The 20 most common beginner reformer Pilates exercises are: (1) Footwork (heels), (2) Footwork (toes), (3) Footwork (V position), (4) Footwork (wide stance), (5) Footwork (single leg), (6) The Hundred, (7) Coordination, (8) Long Stretch, (9) Up Stretch, (10) Down Stretch, (11) Elephant, (12) Stomach Massage (round back), (13) Stomach Massage (flat back), (14) Short Box (round back), (15) Short Box (flat back), (16) Short Box (side bend), (17) Knee Stretches (round back), (18) Knee Stretches (flat back), (19) Knee Stretches (knees off), and (20) Side Splits. These 20 exercises form the core of nearly every beginner reformer class and are taught across all major reformer lineages (Balanced Body, Stott, and Romana-derived). Each one has a corresponding mat-based version that beginners can practise at home — covered in Sophie Mercer’s Reformer Ready 6-Week Program.
How to read this cheat sheet
For each exercise:
- What it is — what your body is doing
- What you’ll feel — the dominant sensation (where you’ll feel the work)

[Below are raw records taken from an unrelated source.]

PR #5272, opened 2024-11-27
[BUG FIX] [MER-3981] Illegible text in dark mode

simonchoxx:
[MER-3981](https://eliterate.atlassian.net/browse/MER-3981)

This PR fixes the color of the texts in the Create Project modal to make them more readable in dark mode. 

These changes include the color of the placeholder text.

The textarea for adding/editing a bibliography entry has been fixed in this [PR](https://github.com/Simon-Initiative/oli-torus/pull/5212).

- Mat prep — how to practise the same pattern at home before class
If you can recognise the names and roughly visualise the shape of each one, you’ll walk into class with no decoding to do.
The Footwork Series (Exercises 1–5)
Footwork is the foundational reformer exercise series. Lie on your back on the carriage, headrest up, feet on the footbar, knees bent. Press the footbar away to extend your legs (the carriage slides), then control the carriage back to start. Reformer footwork happens in five positions, each repeated 8–12 times.
1. Footwork (heels)
What it is: Heels on the footbar, toes pointing up. Press and return.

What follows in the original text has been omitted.